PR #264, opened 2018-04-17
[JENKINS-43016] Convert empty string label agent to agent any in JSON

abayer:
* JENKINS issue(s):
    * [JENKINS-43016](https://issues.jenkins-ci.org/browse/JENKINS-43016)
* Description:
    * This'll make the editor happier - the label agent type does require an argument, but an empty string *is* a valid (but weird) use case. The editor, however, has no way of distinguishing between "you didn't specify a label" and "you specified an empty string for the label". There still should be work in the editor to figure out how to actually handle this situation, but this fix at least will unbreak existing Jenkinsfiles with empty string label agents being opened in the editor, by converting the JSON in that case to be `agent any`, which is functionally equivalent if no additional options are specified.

▬▬▬▬▬▬

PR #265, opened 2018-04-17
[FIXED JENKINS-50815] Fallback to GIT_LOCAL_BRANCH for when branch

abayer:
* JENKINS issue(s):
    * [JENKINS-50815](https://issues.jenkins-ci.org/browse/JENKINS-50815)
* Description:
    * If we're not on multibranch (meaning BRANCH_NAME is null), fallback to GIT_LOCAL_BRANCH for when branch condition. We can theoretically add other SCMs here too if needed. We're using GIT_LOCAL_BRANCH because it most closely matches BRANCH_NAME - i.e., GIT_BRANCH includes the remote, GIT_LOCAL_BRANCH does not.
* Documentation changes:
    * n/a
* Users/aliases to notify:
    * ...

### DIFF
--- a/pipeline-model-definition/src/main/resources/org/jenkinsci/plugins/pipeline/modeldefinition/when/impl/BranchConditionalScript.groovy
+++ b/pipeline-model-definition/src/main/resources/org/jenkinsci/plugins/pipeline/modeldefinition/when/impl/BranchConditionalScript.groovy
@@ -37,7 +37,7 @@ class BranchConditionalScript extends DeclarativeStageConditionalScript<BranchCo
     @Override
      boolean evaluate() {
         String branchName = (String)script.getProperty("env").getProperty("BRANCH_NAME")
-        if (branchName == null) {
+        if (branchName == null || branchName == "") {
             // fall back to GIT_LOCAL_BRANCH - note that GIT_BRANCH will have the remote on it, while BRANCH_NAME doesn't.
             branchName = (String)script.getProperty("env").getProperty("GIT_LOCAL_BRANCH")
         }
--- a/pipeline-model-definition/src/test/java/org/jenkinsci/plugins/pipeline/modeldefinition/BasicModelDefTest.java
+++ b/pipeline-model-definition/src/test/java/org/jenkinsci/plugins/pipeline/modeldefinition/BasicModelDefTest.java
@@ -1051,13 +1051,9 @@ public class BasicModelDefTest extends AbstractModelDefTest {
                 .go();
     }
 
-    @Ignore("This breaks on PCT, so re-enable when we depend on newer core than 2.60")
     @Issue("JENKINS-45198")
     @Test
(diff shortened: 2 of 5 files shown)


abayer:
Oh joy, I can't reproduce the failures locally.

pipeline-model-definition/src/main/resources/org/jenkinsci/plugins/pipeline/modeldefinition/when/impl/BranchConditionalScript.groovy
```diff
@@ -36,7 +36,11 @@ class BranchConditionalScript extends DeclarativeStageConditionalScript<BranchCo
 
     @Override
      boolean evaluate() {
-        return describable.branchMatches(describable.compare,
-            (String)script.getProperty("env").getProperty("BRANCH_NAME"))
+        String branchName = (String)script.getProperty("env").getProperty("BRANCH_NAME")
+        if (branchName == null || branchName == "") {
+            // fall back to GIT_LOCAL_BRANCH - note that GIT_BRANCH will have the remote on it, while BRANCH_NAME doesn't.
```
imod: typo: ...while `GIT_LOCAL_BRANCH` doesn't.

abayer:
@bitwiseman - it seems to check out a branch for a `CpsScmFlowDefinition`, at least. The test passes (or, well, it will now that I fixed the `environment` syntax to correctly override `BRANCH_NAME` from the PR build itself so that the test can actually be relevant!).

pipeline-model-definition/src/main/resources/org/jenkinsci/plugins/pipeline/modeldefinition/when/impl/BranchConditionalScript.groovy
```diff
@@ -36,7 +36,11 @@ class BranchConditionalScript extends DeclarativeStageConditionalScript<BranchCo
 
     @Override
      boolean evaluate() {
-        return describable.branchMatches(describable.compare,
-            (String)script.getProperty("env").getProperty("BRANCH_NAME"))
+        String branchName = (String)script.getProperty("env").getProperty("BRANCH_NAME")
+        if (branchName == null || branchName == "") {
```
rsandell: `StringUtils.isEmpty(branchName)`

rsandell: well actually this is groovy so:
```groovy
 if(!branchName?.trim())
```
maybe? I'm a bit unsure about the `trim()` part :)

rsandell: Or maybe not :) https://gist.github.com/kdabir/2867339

▬▬▬▬▬▬

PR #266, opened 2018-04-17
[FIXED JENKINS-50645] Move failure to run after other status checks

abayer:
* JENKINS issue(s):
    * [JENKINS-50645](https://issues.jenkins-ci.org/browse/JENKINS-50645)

▬▬▬▬▬▬

What to produce: Find the word "other" in the entries, then copy out every line that has it.

Result of this exercise:
    * If we're not on multibranch (meaning BRANCH_NAME is null), fallback to GIT_LOCAL_BRANCH for when branch condition. We can theoretically add other SCMs here too if needed. We're using GIT_LOCAL_BRANCH because it most closely matches BRANCH_NAME - i.e., GIT_BRANCH includes the remote, GIT_LOCAL_BRANCH does not.
[FIXED JENKINS-50645] Move failure to run after other status checks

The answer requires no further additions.